Not all of the starch in a food ends up being digested. The starch that is not absorbed by the body is called "resistant starch", and is consider dietary fiber. It is also a source of nutrition for intestinal flora, which make important vitamins (and intestinal gas).

Starches are added to processed meats (lunch meats, hot dogs, sausages, etc.) as a filler, binder, moisture retainer, and fat substitute. They are added to soups, sauces and gravies as thickeners. They are used in extruded cereals and snacks to hold the shape of the material.

Modified starch

Starches can be modified in several ways to change their function as additives in products. They can be cross-linked, where the chains get stuck together into a mesh. They can be heated to break the long chains down into simpler molecules like dextrin, polydextrin, and malto-dextrin. These are simply short starches.

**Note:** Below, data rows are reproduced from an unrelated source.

PR #3391, opened 2025-08-08
Enforce component properties

m-hau:
Tighten the validation, so that components (like device/module-types already do) can only have a defined set of properties. This helps to detect typos and other mistakes.

Simply enabling this caused a lot of validation errors (~700), of which most (~500) were fixed by updating/improving the json schema. The remaining ~200 were true positive failures, and properly fixed.

One notable change to the validation is the renaming of the custom power source marker from `poe` to `_is_power_source` to better reflect its intention.

The `generated_schema.json` file was manually edited, because the upstream version is missing an enumeration. I already created an upstream issue to fix that (see netbox-community/netbox#20056).

The individual commits contain more detailed information.


schema/components.json
```diff
@@ -18,14 +17,18 @@
         "type": {
           "$ref": "urn:devicetype-library:generated-schema#/definitions/console-port/properties/type"
         },
-        "poe": {
-          "type": "boolean"
+        "description": {
+          "type": "string"
+        },
+        "_is_power_source": {
```
harryajc, line 23: is the property _is_power_source used in netbox? as this can only be changed if that is the property netbox is expecting.

harryajc (changes requested):

schema/components.json
harryajc: @m-hau Apologies just realised that this is for validation and not something that is actually imported into netbox

PR #3392, opened 2025-08-08
Proposal: Update Extreme Networks Switch device-types

0lini:
This PR contains an exemplary device type for an Extreme Networks switch. 
The changes I propose are renaming interfaces to conform with the OS naming scheme, and labels that follow the physical markings.
This also includes replacing SFP interfaces with module bays.

### DIFF
--- a/device-types/Extreme Networks/7520-48Y-8C-FabricEngine.yaml
+++ b/device-types/Extreme Networks/7520-48Y-8C-FabricEngine.yaml
@@ -13,6 +13,7 @@ console-ports:
     type: rj-45
 interfaces:
   - name: MGMT
+    type: 1000base-t
     mgmt_only: true
 module-bays:
   - name: PS#1


device-types/Extreme Networks/5320-48P-8XE.yaml
harryajc, line 1: Happy with renaming of interface names, as they should match whatever the switch calls them, however currently we are not modeling SFP ports as module bays, they are modeled as the appropriate interface type. This has been the standard for every device in this repository, for this to change it would have to be the recommended approach by netbox

0lini: Hi, this is the case it seems. https://netboxlabs.com/blog/sfp-modeling-modules-over-inventory-items/

aaronaxvig:
Hello, a while back I added a lot of the Extreme devices in here.  Happy to see someone else doing the same.

As I imagine you know, some of these Extreme switches are odd in that they can run either EXOS or FabricEngine.  These are two completely different OSs.  Hopefully this information is helpful to other readers who may not have hands-on experience.

I personally don't use FabricEngine so am not super familiar with it, but apparently the interfaces are named 1/1, 1/2, and 1/3 in it.  In EXOS they are named 1, 2, and 3.  Or if the switch is in stacking mode they would be 1:1, 1:2, and 1:3.  On the switch they are physically printed as 1, 2, and 3.

The guidance from documentation is that the interface name should be: "The name of the interface, as reported by the device's operating system."

Because of this guidance, I think there is a reasonable case for keeping the existing precedent of different template definitions for EXOS and FabricEngine.

Your slugs will have to be modified to something like `extreme-networks-5320-48p-8xe-fabricengine` as I believe those have to be unique within this entire git repository.

PR #3393, opened 2025-08-08
Add neu folder for module type profiles with an exemplary SFP profile

0lini:
This PR includes a new folder, that will contain future module type profiles. Also it contains a profile for SFP transceiver based on one of the latest [blog](https://netboxlabs.com/blog/sfp-modeling-modules-over-inventory-items/) posts.

### DIFF
--- a/module-type-profiles/sfp-transceiver.yaml
+++ b/module-type-profiles/sfp-transceiver.yaml
@@ -1,0 +1,29 @@
+---
+name: SFP Transceiver
+schema: {
+    "properties": {
+        "connector_type": {
+            "description": "Physical connector type",
+            "enum": [
+                "LC",
+                "SC",
+                "MPO",
+                "RJ45"
+            ],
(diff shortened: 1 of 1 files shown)


harryajc:
If this is the direction that netbox want to go I would imagine that they would integrate this module profile into netbox, don't think there are really any other module profiles that are missing therefore I don't think this is something that we need to add into this repo

walday:
there are a lot of the same sfp modules taking into account different connectors, speeds and wavelengths.. and sometimes it is important to understand the manufacturer.. I don’t think that netbox will fill all this in themselves.. here, a library is most likely needed..

0lini:
I created this issue, this will give us an idea what they think. https://github.com/netbox-community/devicetype-library/pull/3393

0lini:
https://github.com/netbox-community/netbox/issues/20070#issuecomment-3189271254

PR #4271, opened 2026-06-14
Add Raritan/PX3TS-5191CR. Fix typo in Raritan/PX3TS-5184CR

nickhilliard:
Add Raritan/PX3TS-5191CR, which is the CE certified equivalent of the UL certified Raritan/PX3TS-5184CR model.

PX3TS-5184CR / 5191CR only has one C19 outlet, not two.


device-types/Raritan/PX3TS-5191CR.yaml
```diff
@@ -0,0 +1,56 @@
+---
+manufacturer: Raritan
+model: PX3TS-5191CR
+slug: raritan-px3ts-5191cr
+part_number: PX3TS-5191CR
+u_height: 1
```
harryajc, line 6: Hello, thank you for your contribution! In an attempt to have the most accurate and complete data we can, I have a few additional data points we would like you to add if possible.

harryajc (changes requested):

device-types/Raritan/PX3TS-5191CR.yaml
nickhilliard: no problem, now added + also for the PX3TS-5184CR.

harryajc (approved):

PR #4277, opened 2026-06-16
Add Opengear ACM5003-M-F-E

draggeta:
This PR is to add the Opengear ACM5003-M-F-E model with 3 ports, 1 ethernet and power.


device-types/Opengear/ACM5003-M-F-E.yaml
```diff
@@ -0,0 +1,21 @@
+---
+manufacturer: Opengear
+model: ACM5003-M-F-E
+slug: opengear-acm5003-m-f-e
+part_number: ACM5003-M-F-E
+u_height: 1
+is_full_depth: false
```
harryajc, line 10: Hello, thank you for your contribution! In an attempt to have the most accurate and complete data we can, I have a few additional data points we would like you to add if possible.

harryajc (changes requested):

device-types/Opengear/ACM5003-M-F-E.yaml
draggeta: I'll add those. Another question, this device has a built in modem and interface. Is there a way to model an RJ11 interface?

draggeta: I think I managed to fix everything

harryajc (approved):

PR #4282, opened 2026-06-16
Add Apple iPhone device types (iPhone X through 17, SE, Air, e)

vince6e74:
Adds 36 device-type definitions for Apple iPhones, from iPhone X up to the iPhone 17 line, including all Pro / Pro Max / Plus / mini variants as well as iPhone SE (1st–3rd generation), iPhone Air, and the 16e / 17e models.


harryajc:
@vince6e74  As per #2351 I don't think iPhones really fit in this repo

vince6e74:
@harryajc I’ve included iPhones because they’re managed via MDM.

PR #4295, opened 2026-06-19
updated

visezion:


harryajc:
This device has already been added in a different PR

PR #4306, opened 2026-06-24
Create AP36.yaml

tippenring:
I'm not sure if there is a preference between the -US or -WW (worldwide) versions. I'm adding the US version. 

The only difference between -US and -WW devices is the worldwide does not offer standard power. This relates to the comment "  \n- Low Power Indoor and Standard Power (US only)".


tippenring (commented):
formatting change

PR #4316, opened 2026-06-30
Add Ubiquiti UPS

MikiahG:
Add the Ubiquiti 2U UPS

First time PR


harryajc (changes requested):
For the images they should be cropped so that they have no white or empty space around the device, otherwise they won't fit properly in the rack view in netbox

harryajc (approved):

PR #4317, opened 2026-07-01
Add a few Lancom devices

FloEisen:
Added the following Lancom Device Types:

- LX-6400
- LX-6500
- OAP-1700B
- LN-860
- OX-6402
- GS-4554X
- 1900EF
- ISG-5000


harryajc (changes requested):

harryajc (approved):

PR #4323, opened 2026-07-01
Add Nvidia Jetson Orin Nano Super

tdiego1:
## Summary
- Adds device type definition for the NVIDIA Jetson Orin Nano Super Developer Kit, sourced from the official NVIDIA datasheet.
- Includes `eth0` (1000base-t) and `wlan0` (802.11ac) interfaces, 4x USB-A, 1x USB-C, and 1x DisplayPort front-ports, and a DC-terminal power port.

## Test Plan
- [x] YAML passes pre-commit checks (trailing-whitespace, end-of-file, check-yaml, yamlfmt, yamllint)
- [x] PyTest case checks passed

### DIFF
--- a/device-types/Nvidia/Jetson-Orin-Nano-Super.yaml
+++ b/device-types/Nvidia/Jetson-Orin-Nano-Super.yaml
@@ -1,0 +1,32 @@
+---
+manufacturer: Nvidia
+model: Jetson Orin Nano Super
+slug: nvidia-jetson-orin-nano-super
+part_number: 945-137766-0000-000
+u_height: 0
+is_full_depth: false
+comments: >-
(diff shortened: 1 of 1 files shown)


device-types/Nvidia/Jetson-Orin-Nano-Super.yaml
```diff
@@ -0,0 +1,20 @@
+---
+manufacturer: Nvidia
+model: Jetson Orin Nano Super
+slug: nvidia-jetson-orin-nano-super
+part_number: 945-137766-0000-000
+u_height: 0
```
harryajc, line 6: Hello, thank you for your contribution! In an attempt to have the most accurate and complete data we can, I have a few additional data points we would like you to add if possible.

harryajc (changes requested):

PR #4331, opened 2026-07-04
Add device definitions

potvinp:
- Add HPE Plexxi PX-S3EQ-F and PX-S3EQ-R definitions
- Add Celestica DX010 definition

### DIFF
--- a/device-types/Celestica/DX010.yaml
+++ b/device-types/Celestica/DX010.yaml
@@ -1,0 +1,88 @@
+---
+manufacturer: Celestica
+model: DX010
+slug: celestica-dx010
+part_number: DX010
+u_height: 1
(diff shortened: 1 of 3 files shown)


device-types/Celestica/DX010.yaml
```diff
@@ -0,0 +1,88 @@
+---
+manufacturer: Celestica
+model: DX010
+slug: celestica-dx010
+part_number: DX010
+u_height: 1
+airflow: front-to-rear
```
harryajc, line 7: Hello, thank you for your contribution! In an attempt to have the most accurate and complete data we can, I have a few additional data points we would like you to add if possible.

harryajc (changes requested):

PR #4340, opened 2026-07-09
Adds Philips Hue Bridge

katelovescode:
Philips Hue Bridge 2.1

### DIFF
--- a/device-types/Philips/hue-bridge-2-1.yaml
+++ b/device-types/Philips/hue-bridge-2-1.yaml
@@ -1,0 +1,17 @@
+---
+manufacturer: Philips
+model: Hue Bridge 2.1
+slug: philips-hue-bridge-2-1
+part_number: 3241312018A
+u_height: 0
+is_full_depth: false
+weight: 210
+weight_unit: g
+comments: See [Product documentation](https://www.philips-hue.com/en-us/support).
+power-ports:
+  - name: USB Power
+    type: usb-micro-b
+    maximum_draw: 5
+interfaces:
+  - name: Ethernet
+    type: 1000base-t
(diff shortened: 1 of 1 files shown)


katelovescode:
Updated slug to `philips-hue-bridge-2-1` (dot → hyphen), consistent with the existing pattern for devices with dotted version numbers (e.g. `tp-link-cpe210-v3-20`, `thomas-krenn-ra1112-asepn-v2-0`).

Note: the CI `test` check will still fail for the same reason it fails on my other open PR (#4341). There are two bugs in `tests/device_types.py` that create an impossible constraint for new devices:

1. `_slugify_manufacturer()` doesn't replace dots, so manufacturers like `GL.iNet` produce a prefix of `gl.inet-`
2. `_slugify_model()` doesn't replace dots either, so models like `Hue Bridge 2.1` produce an expected suffix of `hue-bridge-2.1`

Both conflict with the slug schema (`^[-a-z0-9_]+$`) which forbids dots. Existing devices with dotted versions (TP-Link, Thomas-Krenn, etc.) pass only because their slugs are grandfathered in `known-slugs.json` and skip the manufacturer/model checks.

The fix would be to add `.replace(".", "")` or `.replace(".", "-")` to both `_slugify_manufacturer()` and `_slugify_model()`.

device-types/Philips/hue-bridge-2-1.yaml
```diff
@@ -0,0 +1,15 @@
+---
+manufacturer: Philips
+model: Hue Bridge 2.1
+slug: philips-hue-bridge-2-1
+part_number: 3241312018A
+u_height: 0
```
harryajc, line 6: Hello, thank you for your contribution! In an attempt to have the most accurate and complete data we can, I have a few additional data points we would like you to add if possible.

harryajc (changes requested):

katelovescode:
Ready for re-review, failed build notwithstanding

danner26:
@katelovescode the reason this is not running is because you edited the test file as well. Please remove that chance from this PR, and it should run the automated tests.

harryajc (approved):

PR #4341, opened 2026-07-09
Adds GLiNet mini router

katelovescode:
GLiNet mini router (my use case is Basement Defender hub)

**Note on CI failure:** The `verify_slug` test in `tests/device_types.py` derives the expected manufacturer prefix via `_slugify_manufacturer()`, which does not replace dots. For `GL.iNet` this produces `gl.inet-`, but the slug schema (`^[-a-z0-9_]+$`) forbids dots — making it impossible to satisfy both constraints simultaneously for new GL.iNet devices.

Slug `gl-inet-gl-mt300n-v2` is consistent with all existing GL.iNet devices in the repo (which pass only because they are grandfathered into `known-slugs.json` and skip the manufacturer prefix check). The fix would be to add dot handling to `_slugify_manufacturer()` (e.g. `.replace(".", "")`).


device-types/GL-iNet/GL-MT300N-V2.yaml
```diff
@@ -0,0 +1,19 @@
+---
+manufacturer: GL.iNet
+model: GL-MT300N-V2
+slug: gl-inet-gl-mt300n-v2
+part_number: GL-MT300N-V2
+u_height: 0
```
harryajc, line 6: Hello, thank you for your contribution! In an attempt to have the most accurate and complete data we can, I have a few additional data points we would like you to add if possible.

harryajc (changes requested):

katelovescode:
Ready for re-review, failed build notwithstanding

tests/device_types.py
danner26, line 1: Please remove the edit to this file, and the automated tests will run correctly.

danner26 (dismissed):

harryajc (approved):

PR #4342, opened 2026-07-09
Adds GMKtec NucBox

katelovescode:
GMKtec NucBox G3 Plus


device-types/GMKtec/NucBox-G3-Plus.yaml
```diff
@@ -0,0 +1,17 @@
+---
+manufacturer: GMKtec
+model: NucBox G3 Plus
+slug: gmktec-nucbox-g3-plus
+part_number: G3 PLUS
+u_height: 0
```
harryajc, line 6: Hello, thank you for your contribution! In an attempt to have the most accurate and complete data we can, I have a few additional data points we would like you to add if possible.

harryajc (changes requested):

katelovescode:
Ready for re-review

danner26 (approved):

harryajc (approved):

PR #4572, opened 2026-09-09
Add 351 i-PRO IP camera device types

ch-bas:
Add 351 i-PRO IP camera device types covering the M-series, WV-S, WV-U, WV-X, WV-NF, WV-SC, and related series (outdoor/indoor fixed, PTZ, fisheye, multisensor).

Each definition includes:
- Manufacturer, model, slug, part number
- Weight (g)
- PoE class → poe_mode/poe_type mapped per IEEE 802.3 standard where class is known; DC/AC power ports where applicable
- Manufacturer datasheet link in comments

2 models already in the library (WV-S66600-Z3L, WV-U15550-V3L) were skipped to avoid duplicate slugs.

## Disclosure
These definitions were generated from cctv-database.com, a CC0 camera-spec database I maintain, where every entry is manually verified against the manufacturer PDF. Happy to adjust naming or fields to match the library's conventions. More vendors can follow as separate PRs if this is welcome.


harryajc (changes requested):
A Few of these devices have AC and DC power in. Is this correct, I've never seen a CCTV camera with a C14 power port on it.

ch-bas:
Fixed — removed all AC (C14) power ports. You're right that CCTV cameras connect to mains through an external adapter, not directly via a C14 port on the body. PoE+AC cameras now rely on PoE only; no i-PRO cameras in this set were purely AC-only.

harryajc (approved):

PR #4575, opened 2026-09-09
Apc smt2200rm2u front and rear elevations

vicbreen:


elevation-images/APC/apc-smt2200rm2u.rear.jpg
harryajc, line 1: Like the other image provided there should be no empty or white space around the device elevation.

harryajc (changes requested):

harryajc (approved):

PR #4612, opened 2026-09-21
Add TL-SG1008P

Trolldemorted:


device-types/TP-Link/TL-SG1008P.yaml
```diff
@@ -0,0 +1,35 @@
+---
+manufacturer: TP-Link
+model: TL-SG1008P
+slug: tp-link-tl-sg1008p
+comments: '[TP-Link TL-SG1008P](https://www.tp-link.com/en/business-networking/soho-switch-poe/tl-sg1008p/#specifications)'
+is_full_depth: false
+u_height: 0
```
harryajc, line 7: Hello, thank you for your contribution! In an attempt to have the most accurate and complete data we can, I have a few additional data points we would like you to add if possible.

harryajc (changes requested):

device-types/TP-Link/TL-SG1008P.yaml
Trolldemorted: Hey, thanks for the feedback!

The SG1008P is a small desktop switch, it is not a 19" device with a dedicated airflow direction. It also has multiple hardware revisions so multiple different weights are given, should I just pick the weight from one of the statements of a vendor?

grafik

harryajc: The best option is probably the latest. For airflow if it is fanless then you should use `airflow: passive`

PR #16, opened 2016-05-03
Lazy connect when booting from swagger generator

jannyHou:
Connect to strongloop/loopback#2242

When booting app from swagger generator, datasources are setup with ds.lazyConnect = true to avoid connection.

### DIFF
--- a/lib/cloudant.js
+++ b/lib/cloudant.js
@@ -14,7 +14,15 @@ var _ = require('lodash');
  */
 exports.initialize = function(ds, cb) {
   ds.connector = new Cloudant(ds.settings, ds);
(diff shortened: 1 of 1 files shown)


jannyHou:
@tonyffrench I am sorry if I didn't explain it clearly, so this pr is a sub-story of https://github.com/strongloop/loopback/issues/2242, which explains the original purpose and the solution.

I implement the feature in mongodb as an example(pr https://github.com/strongloop/loopback-connector-mongodb/pull/241), and now I am applying same change to other connectors.

And I looked through the test files but haven't decided which is the proper one to add test case for this feature. Any thought? 

Thanks.

tonyffrench:
LGTM

PR #27, opened 2016-09-01
Remove makefile & update eslint infrastructure

gunjpan:
- Using makefiles messes up coverage in CI.
npm test should be vanilla mocha [--options] (ideally mocha test/unit && test/integration).
 - make is not cross platform (ie. Windows)
 - CI has issues with coverage reports when we use make *

- Update eslint infrastructure to use `eslint-config-loopback` and remove `jscs`

Connect to https://github.com/strongloop-internal/scrum-loopback/issues/872

PR #29, opened 2016-09-07
Fix lint error and handle error

jannyHou:
- [x] Fix eslint failings.
- [x] Comment test cases to get CI pass until we have valid cloudant config.

### DIFF
--- a/test/maxrows.test.js
+++ b/test/maxrows.test.js
@@ -3,91 +3,94 @@
 // This file is licensed under the Artistic License 2.0.
 // License text available at https://opensource.org/licenses/Artistic-2.0
 
-'use strict';
+// Comment test cases to get CI pass,
+// will recover them when CI config done
 
-var should = require('should');
-var db, Thing;
+// 'use strict';
 
-describe('cloudant max rows', function() {
-  var Foo;
-  var N = 201;
-  before(function(done) {
-    require('./init.js');
-    db = getSchema();
-    Foo = db.define('Foo', {
-      bar: {type: Number, index: true},
-    });
-    Thing = db.define('Thing', {
-      title: Number,
-    });
-    Thing.belongsTo('foo', {model: Foo});
-    Foo.hasMany('things', {foreignKey: 'fooId'});
-    db.automigrate(done);
-  });
-  it('create two hundred and one', function(done) {
-    var foos = Array.apply(null, {length: N}).map(function(n, i) {
-      return {bar: i};
-    });
-    Foo.create(foos, function(err, entries) {
-      should.not.exist(err);
-      entries.should.have.lengthOf(N);
-      done();
-    });
-  });
-  it('find all two hundred and one', function(done) {
-    Foo.all(function(err, entries) {
-      if (err) return done(err);
-      entries.should.have.lengthOf(N);
-      var things = Array.apply(null, {length: N}).map(function(n, i) {
-        return {title: i, fooId: entries[i].id};
-      });
-      Thing.create(things, function(err, things) {
-        if (err) return done(err);
-        things.should.have.lengthOf(N);
-        done();
-      });
-    });
-  });
-  it('find all limt ten', function(done) {
-    Foo.all({limit: 10, order: 'bar'}, function(err, entries) {
-      if (err) return done(err);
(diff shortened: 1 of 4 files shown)


test/regexp.test.js
```diff
@@ -27,28 +28,31 @@ describe('cloudant regexp', function() {
...
       entries.should.have.lengthOf(1);
       entries[0].bar.should.equal('b');
       done();
     });
   });
   it('find all foos like b', function(done) {
     Foo.find({where: {bar: {like: 'b'}}}, function(err, entries) {
-      console.log (entries);
+      if (err) return done(err);
+      console.log(entries);
```
superkhau: Why did you move this down 2 lines?

test/regexp.test.js
```diff
@@ -27,28 +28,31 @@ describe('cloudant regexp', function() {
...
       entries[0].bar.should.equal('b');
       done();
     });
   });
   it('find all foos not like b', function(done) {
     Foo.find({where: {bar: {nlike: 'b'}}}, function(err, entries) {
-      console.log (entries);
-      entries.should.have.lengthOf(N-1);
+      if (err) done(err);
+      console.log(entries);
```
superkhau: ditto

test/maxrows.test.js
```diff
@@ -4,25 +4,27 @@
 // License text available at https://opensource.org/licenses/Artistic-2.0
 
 var should = require('should');
+var db, Thing;
```
superkhau: These weren't there before?

superkhau:
@jannyHou I'm suggesting you break this out into two commits. One for the ESLint specific fixes and one for the error fixes. I'm confused as to which lines of code are for what.

test/regexp.test.js
jannyHou: Eslint doesn't only complain syntax error but also errors like "error are supposed to be handled", this is a fix for error not handled. I am not moving this down 2 lines, I am adding a new line `if (err) return done(err)`

test/regexp.test.js
jannyHou: forgot a `return` here, will add it then.

test/maxrows.test.js
jannyHou: Nope, this is also reported by eslint, which means you could not use a variable without declaring it.

jannyHou:
@superkhau ok I will break them into different ones. But actually they are all errors reported by eslint, not fixing test cases.

And btw this pr is still in progress, mocha is not recognized in test files when running eslint, I am investigating how to get it work.

superkhau:
Sounds good, besides the missing return, LGTM.

test/regexp.test.js
superkhau: BTW, we should actually remove the console log line altogether. But that is outside the scope of this PR.

test/regexp.test.js
superkhau: Same as this console log.

test/regexp.test.js
```diff
@@ -27,28 +28,31 @@ describe('cloudant regexp', function() {
   });
   it('find all foos begining with b', function(done) {
     Foo.find({where: {bar: {regexp: '^b'}}}, function(err, entries) {
-      console.log (entries);
+      if (err) return done(err);
+      console.log(entries);
```
superkhau: Ditto for removing.

jannyHou:
@superkhau I just realized that this pr overlaps with the one from @gunjpan : 
https://github.com/strongloop/loopback-connector-cloudant/pull/27

Since he will be back after Sep.19 I am adding fix or commit upon his pr, closing this one now.

superkhau:
I think you should just fix the items I commented on already in this PR.

superkhau:
We can merge yours and he can rebase his later. Sept 11 is much later and these changes are 5 mins and I already reviewed it.

jannyHou:
@superkhau I commented the test cases to get CI pass. PTAL, thanks :)

superkhau:
LGTM, merge when all greenz. ;)

superkhau:
@jannyHou I think this needs backporting -- https://github.com/strongloop/loopback-connector-cloudant/issues/41

PR #30, opened 2016-09-19
Add translated files.

richardpringle:


jannyHou:
@superkhau @0candy @loay PTAL. Thanks.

Starches can have a hydrogen replaced by something else, such as a carboxymethyl group, making carboxymethyl starch.

Adding the carboxymethyl group makes the starch less prone to damage by heat and bacteria. Carboxymethyl starch is used as an additive in oil drilling mud, and is used in the goo that makes ultrasound examinations messy. Carboxymethyl starch is also called a starch ether, or misnamed starch glycolate due to a historical misunderstanding.

Carboxymethyl groups make the starch more hydrophilic (water loving), and aid in cross-linking. This makes carboxymethyl starch useful in aspirin and other tablets to make them disintegrate quickly.

Longer carbon chains can also be added, such as carboxyethyl groups, or carboxypropyl groups.

Adding bulky functional groups like carboxymethyl and carboxyethyl groups reduces the tendency of the starch to recrystallize. When the starch stays as a gel, a product is softer, and we say it is "fresh". When the starch regains its crystalline form, the product becomes firmer, and we say it is "stale". The technical term for this is starch retrogradation.

Starches can be esterified by modifications with an acid. An ester is the result of reacting an alcohol with an acid. The starch loses a hydroxyl group, and the acid loses a hydrogen. These combine to form water as the other product of the reaction.

Using acetic acid, starch acetates are formed, which are used as film-forming polymers for pharmaceutical products, and as the polymer in biodegradable packing foam "peanuts". Starch acetates have a lower tendency to create gels than unmodified starch.

Acids can also break the long chains into shorter molecules, much like heat does, to form polydextrins, malto-dextrin, or dextrin. Enzymes are also used to do the same thing.

Cross-linking occurs when a hydroxyl group (OH) on one chain bonds with a hydroxyl group on an adjacent chain. This toughens the starch, and helps it resist heat and acids.

Cross-linking can be done by heating, or by reacting with compounds such as phosphates, or glycerol.

Starches are also sometimes "pregelatinized" to make them easier to dissolve during product manufacture.

Starches, especially modified starches, are also used as glues in cardboard manufacturing. Starches such as Gum Arabic and Gum Tragacanth are used as the glue for stamps and postal envelopes.

Oxidized starch, usually oxidized with sodium hypochlorite, is whiter than unmodified starch, has increased clarity, and a lower viscosity.